─── DATA SHOWN ───

PR #4497, opened 2022-08-03
Use `stroull` instead of `stroul` to parse address offsets

tetsuo-cpp:
I noticed some datatest failures on Windows where the decompiler output would not correctly find the symbols added via the `map addr` command.

So the decompiler output would look like:
```c
void forloop_loaditer(int4 **ptr)

{
  int4 count;
  int4 **loopvar;
  int4 **ppiStack32;
  uint4 uStack12;

  uStack12 = 0;
  for (ppiStack32 = ptr; ppiStack32 != (int4 **)0x0; ppiStack32 = (int4 **)ppiStack32[3]) {
    uStack12 = uStack12 + 1;
  }
  printf("Count = %d\n",(uint8)uStack12);
  return;
}
```

Instead of how it should look like:
```c
void forloop_loaditer(int4 **ptr)

{
  int4 **loopvar;
  int4 count;

  count = 0;
  for (loopvar = ptr; loopvar != (int4 **)0x0; loopvar = (int4 **)loopvar[3]) {
    count = count + 1;
  }
  printf("Count = %d\n",(uint8)(uint4)count);
  return;
}
```

This is caused by the address offset values being out of the range for a system where `unsigned long` is a 32-bit integer. The `strtoul` call was actually returning `ULONG_MAX` and Sleigh were incorrectly interpreting this as the offset. The decompiler would then not find the correct symbols leading to the above output.

I think the solution is to use `stroull` which returns a `unsigned long long` and is guaranteed to be a 64-bit value. This resolves the bug I'm seeing but I also added a check against `ULLONG_MAX` for completeness.


Ghidra/Features/Decompiler/src/decompile/cpp/space.cc
```diff
@@ -268,7 +270,10 @@ uintb AddrSpace::read(const string &s,int4 &size) const
     }
   }
   catch(LowlevelError &err) {	// Name doesn't exist
-    offset = strtoul(s.c_str(),&tmpdata,0);
+    offset = strtoull(s.c_str(),&tmpdata,0);
+    if (offset == ULLONG_MAX) {
```
mumbel, line 274: would you want to also check errno for ERANGE to determine if you should throw?

tetsuo-cpp: Done. From what I understand, I also need to check the `endptr` argument in case of parsing errors so I've added checks for that too.

f-raZ0R:
@mumbel has this been superseded, or should it be included?

PR #4500, opened 2022-08-04
Disabling wildcard path expansion on foreground tasks

### LINKED ISSUE #3409: HeadlessAnalyzer: `'*'` prematurely expanded for `-process` on linux/macOS
1. Using GUI, created new project called **default** in **~/GHIDRA/projects**, made new folder called **testapp** inside it, and imported binary to it.
2. Closed Ghidra GUI.
3. cd-ed to **~/GHIDRA/ghidra_10/support** and ran: _./analyzeHeadless ../../projects default/testapp -process "/*" -recursive_
3.1 Also tried without "/" in "/\*", so just "\*", still the same error.

What am i doing wrong here?

ryanmkurtz:
Fixes #3409, which shows how using `'*'` on the headless command still expands the wildcard despite the single quotes.

Any cross-platform/portability junkies see any issues with this?  Works for me on macOS and Ubuntu.

### DIFF
--- a/Ghidra/RuntimeScripts/Linux/support/launch.sh
+++ b/Ghidra/RuntimeScripts/Linux/support/launch.sh
@@ -193,7 +193,7 @@ if [ "${BACKGROUND}" = true ]; then
 	fi
 	exit 0
 else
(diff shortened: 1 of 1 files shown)


ryanmkurtz:
Don't forget to preserve that exit code!

dev747368 (approved):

───

*TASK STATEMENT*:
Each entry should be duplicated exactly as it was given.

*EXPECTED ANSWER*:
PR #4497, opened 2022-08-03
Use `stroull` instead of `stroul` to parse address offsets

tetsuo-cpp:
I noticed some datatest failures on Windows where the decompiler output would not correctly find the symbols added via the `map addr` command.

So the decompiler output would look like:
```c
void forloop_loaditer(int4 **ptr)

{
  int4 count;
  int4 **loopvar;
  int4 **ppiStack32;
  uint4 uStack12;

  uStack12 = 0;
  for (ppiStack32 = ptr; ppiStack32 != (int4 **)0x0; ppiStack32 = (int4 **)ppiStack32[3]) {
    uStack12 = uStack12 + 1;
  }
  printf("Count = %d\n",(uint8)uStack12);
  return;
}
```

Instead of how it should look like:
```c
void forloop_loaditer(int4 **ptr)

{
  int4 **loopvar;
  int4 count;

  count = 0;
  for (loopvar = ptr; loopvar != (int4 **)0x0; loopvar = (int4 **)loopvar[3]) {
    count = count + 1;
  }
  printf("Count = %d\n",(uint8)(uint4)count);
  return;
}
```

This is caused by the address offset values being out of the range for a system where `unsigned long` is a 32-bit integer. The `strtoul` call was actually returning `ULONG_MAX` and Sleigh were incorrectly interpreting this as the offset. The decompiler would then not find the correct symbols leading to the above output.

I think the solution is to use `stroull` which returns a `unsigned long long` and is guaranteed to be a 64-bit value. This resolves the bug I'm seeing but I also added a check against `ULLONG_MAX` for completeness.


Ghidra/Features/Decompiler/src/decompile/cpp/space.cc
```diff
@@ -268,7 +270,10 @@ uintb AddrSpace::read(const string &s,int4 &size) const
     }
   }
   catch(LowlevelError &err) {	// Name doesn't exist
-    offset = strtoul(s.c_str(),&tmpdata,0);
+    offset = strtoull(s.c_str(),&tmpdata,0);
+    if (offset == ULLONG_MAX) {
```
mumbel, line 274: would you want to also check errno for ERANGE to determine if you should throw?

tetsuo-cpp: Done. From what I understand, I also need to check the `endptr` argument in case of parsing errors so I've added checks for that too.

f-raZ0R:
@mumbel has this been superseded, or should it be included?

PR #4500, opened 2022-08-04
Disabling wildcard path expansion on foreground tasks

### LINKED ISSUE #3409: HeadlessAnalyzer: `'*'` prematurely expanded for `-process` on linux/macOS
1. Using GUI, created new project called **default** in **~/GHIDRA/projects**, made new folder called **testapp** inside it, and imported binary to it.
2. Closed Ghidra GUI.
3. cd-ed to **~/GHIDRA/ghidra_10/support** and ran: _./analyzeHeadless ../../projects default/testapp -process "/*" -recursive_
3.1 Also tried without "/" in "/\*", so just "\*", still the same error.

What am i doing wrong here?

ryanmkurtz:
Fixes #3409, which shows how using `'*'` on the headless command still expands the wildcard despite the single quotes.

Any cross-platform/portability junkies see any issues with this?  Works for me on macOS and Ubuntu.

### DIFF
--- a/Ghidra/RuntimeScripts/Linux/support/launch.sh
+++ b/Ghidra/RuntimeScripts/Linux/support/launch.sh
@@ -193,7 +193,7 @@ if [ "${BACKGROUND}" = true ]; then
 	fi
 	exit 0
 else
(diff shortened: 1 of 1 files shown)


ryanmkurtz:
Don't forget to preserve that exit code!

dev747368 (approved):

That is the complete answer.